Try it - Exact copies of all the entries are needed.

[Stored items]

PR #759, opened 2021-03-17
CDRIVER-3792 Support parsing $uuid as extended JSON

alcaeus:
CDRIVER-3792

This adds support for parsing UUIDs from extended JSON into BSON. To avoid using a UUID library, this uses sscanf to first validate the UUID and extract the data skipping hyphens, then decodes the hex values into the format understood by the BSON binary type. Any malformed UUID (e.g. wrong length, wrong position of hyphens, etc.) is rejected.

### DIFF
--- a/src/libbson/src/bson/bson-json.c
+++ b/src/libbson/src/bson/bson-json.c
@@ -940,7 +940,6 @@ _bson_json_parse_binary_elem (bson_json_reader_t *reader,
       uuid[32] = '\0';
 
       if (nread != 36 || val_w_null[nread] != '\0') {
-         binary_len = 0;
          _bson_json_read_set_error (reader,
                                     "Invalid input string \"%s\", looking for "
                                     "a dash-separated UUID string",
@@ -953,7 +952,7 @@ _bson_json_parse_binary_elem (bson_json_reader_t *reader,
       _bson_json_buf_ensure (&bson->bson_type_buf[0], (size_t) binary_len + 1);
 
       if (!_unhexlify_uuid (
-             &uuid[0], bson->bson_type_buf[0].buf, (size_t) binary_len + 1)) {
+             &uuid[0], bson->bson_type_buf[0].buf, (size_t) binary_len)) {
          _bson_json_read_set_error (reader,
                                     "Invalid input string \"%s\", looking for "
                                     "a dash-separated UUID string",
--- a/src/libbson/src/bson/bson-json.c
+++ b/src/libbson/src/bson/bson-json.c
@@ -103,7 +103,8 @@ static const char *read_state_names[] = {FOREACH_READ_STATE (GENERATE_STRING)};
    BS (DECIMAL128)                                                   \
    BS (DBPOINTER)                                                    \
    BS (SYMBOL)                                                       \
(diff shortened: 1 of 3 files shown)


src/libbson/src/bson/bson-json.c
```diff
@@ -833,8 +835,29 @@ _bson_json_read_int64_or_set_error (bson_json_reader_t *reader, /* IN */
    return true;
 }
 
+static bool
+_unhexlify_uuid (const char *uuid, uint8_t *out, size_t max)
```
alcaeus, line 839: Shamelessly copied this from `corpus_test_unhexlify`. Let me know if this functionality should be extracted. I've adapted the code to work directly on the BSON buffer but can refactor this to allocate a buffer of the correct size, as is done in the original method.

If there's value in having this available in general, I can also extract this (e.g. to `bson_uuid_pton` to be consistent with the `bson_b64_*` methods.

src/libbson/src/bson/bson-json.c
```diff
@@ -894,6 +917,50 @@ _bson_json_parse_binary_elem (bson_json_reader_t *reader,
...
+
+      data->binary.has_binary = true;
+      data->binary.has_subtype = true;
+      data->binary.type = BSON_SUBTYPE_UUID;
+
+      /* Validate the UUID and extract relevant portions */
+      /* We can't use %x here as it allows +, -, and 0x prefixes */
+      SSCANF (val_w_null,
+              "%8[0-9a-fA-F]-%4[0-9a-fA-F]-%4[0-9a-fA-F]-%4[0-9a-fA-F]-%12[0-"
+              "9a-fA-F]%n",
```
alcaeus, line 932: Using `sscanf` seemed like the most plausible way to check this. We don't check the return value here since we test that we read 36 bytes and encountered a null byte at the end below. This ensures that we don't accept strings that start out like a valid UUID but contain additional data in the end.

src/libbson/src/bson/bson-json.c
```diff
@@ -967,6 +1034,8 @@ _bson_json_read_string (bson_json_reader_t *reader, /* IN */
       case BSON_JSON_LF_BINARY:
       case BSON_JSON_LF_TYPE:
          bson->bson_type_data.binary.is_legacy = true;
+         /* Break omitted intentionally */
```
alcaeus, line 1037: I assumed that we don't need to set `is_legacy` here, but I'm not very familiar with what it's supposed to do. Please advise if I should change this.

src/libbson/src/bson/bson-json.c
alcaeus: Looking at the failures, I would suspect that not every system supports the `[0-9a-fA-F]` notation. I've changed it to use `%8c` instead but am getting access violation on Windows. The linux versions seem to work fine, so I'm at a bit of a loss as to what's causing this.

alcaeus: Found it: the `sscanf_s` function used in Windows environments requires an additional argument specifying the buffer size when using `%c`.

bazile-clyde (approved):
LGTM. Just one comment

Result below -
PR #759, opened 2021-03-17
CDRIVER-3792 Support parsing $uuid as extended JSON

alcaeus:
CDRIVER-3792

This adds support for parsing UUIDs from extended JSON into BSON. To avoid using a UUID library, this uses sscanf to first validate the UUID and extract the data skipping hyphens, then decodes the hex values into the format understood by the BSON binary type. Any malformed UUID (e.g. wrong length, wrong position of hyphens, etc.) is rejected.

### DIFF
--- a/src/libbson/src/bson/bson-json.c
+++ b/src/libbson/src/bson/bson-json.c
@@ -940,7 +940,6 @@ _bson_json_parse_binary_elem (bson_json_reader_t *reader,
       uuid[32] = '\0';
 
       if (nread != 36 || val_w_null[nread] != '\0') {
-         binary_len = 0;
          _bson_json_read_set_error (reader,
                                     "Invalid input string \"%s\", looking for "
                                     "a dash-separated UUID string",
@@ -953,7 +952,7 @@ _bson_json_parse_binary_elem (bson_json_reader_t *reader,
       _bson_json_buf_ensure (&bson->bson_type_buf[0], (size_t) binary_len + 1);
 
       if (!_unhexlify_uuid (
-             &uuid[0], bson->bson_type_buf[0].buf, (size_t) binary_len + 1)) {
+             &uuid[0], bson->bson_type_buf[0].buf, (size_t) binary_len)) {
          _bson_json_read_set_error (reader,
                                     "Invalid input string \"%s\", looking for "
                                     "a dash-separated UUID string",
--- a/src/libbson/src/bson/bson-json.c
+++ b/src/libbson/src/bson/bson-json.c
@@ -103,7 +103,8 @@ static const char *read_state_names[] = {FOREACH_READ_STATE (GENERATE_STRING)};
    BS (DECIMAL128)                                                   \
    BS (DBPOINTER)                                                    \
    BS (SYMBOL)                                                       \
(diff shortened: 1 of 3 files shown)


src/libbson/src/bson/bson-json.c
```diff
@@ -833,8 +835,29 @@ _bson_json_read_int64_or_set_error (bson_json_reader_t *reader, /* IN */
    return true;
 }
 
+static bool
+_unhexlify_uuid (const char *uuid, uint8_t *out, size_t max)
```
alcaeus, line 839: Shamelessly copied this from `corpus_test_unhexlify`. Let me know if this functionality should be extracted. I've adapted the code to work directly on the BSON buffer but can refactor this to allocate a buffer of the correct size, as is done in the original method.

If there's value in having this available in general, I can also extract this (e.g. to `bson_uuid_pton` to be consistent with the `bson_b64_*` methods.

src/libbson/src/bson/bson-json.c
```diff
@@ -894,6 +917,50 @@ _bson_json_parse_binary_elem (bson_json_reader_t *reader,
...
+
+      data->binary.has_binary = true;
+      data->binary.has_subtype = true;
+      data->binary.type = BSON_SUBTYPE_UUID;
+
+      /* Validate the UUID and extract relevant portions */
+      /* We can't use %x here as it allows +, -, and 0x prefixes */
+      SSCANF (val_w_null,
+              "%8[0-9a-fA-F]-%4[0-9a-fA-F]-%4[0-9a-fA-F]-%4[0-9a-fA-F]-%12[0-"
+              "9a-fA-F]%n",
```
alcaeus, line 932: Using `sscanf` seemed like the most plausible way to check this. We don't check the return value here since we test that we read 36 bytes and encountered a null byte at the end below. This ensures that we don't accept strings that start out like a valid UUID but contain additional data in the end.

src/libbson/src/bson/bson-json.c
```diff
@@ -967,6 +1034,8 @@ _bson_json_read_string (bson_json_reader_t *reader, /* IN */
       case BSON_JSON_LF_BINARY:
       case BSON_JSON_LF_TYPE:
          bson->bson_type_data.binary.is_legacy = true;
+         /* Break omitted intentionally */
```
alcaeus, line 1037: I assumed that we don't need to set `is_legacy` here, but I'm not very familiar with what it's supposed to do. Please advise if I should change this.

src/libbson/src/bson/bson-json.c
alcaeus: Looking at the failures, I would suspect that not every system supports the `[0-9a-fA-F]` notation. I've changed it to use `%8c` instead but am getting access violation on Windows. The linux versions seem to work fine, so I'm at a bit of a loss as to what's causing this.

alcaeus: Found it: the `sscanf_s` function used in Windows environments requires an additional argument specifying the buffer size when using `%c`.

bazile-clyde (approved):
LGTM. Just one comment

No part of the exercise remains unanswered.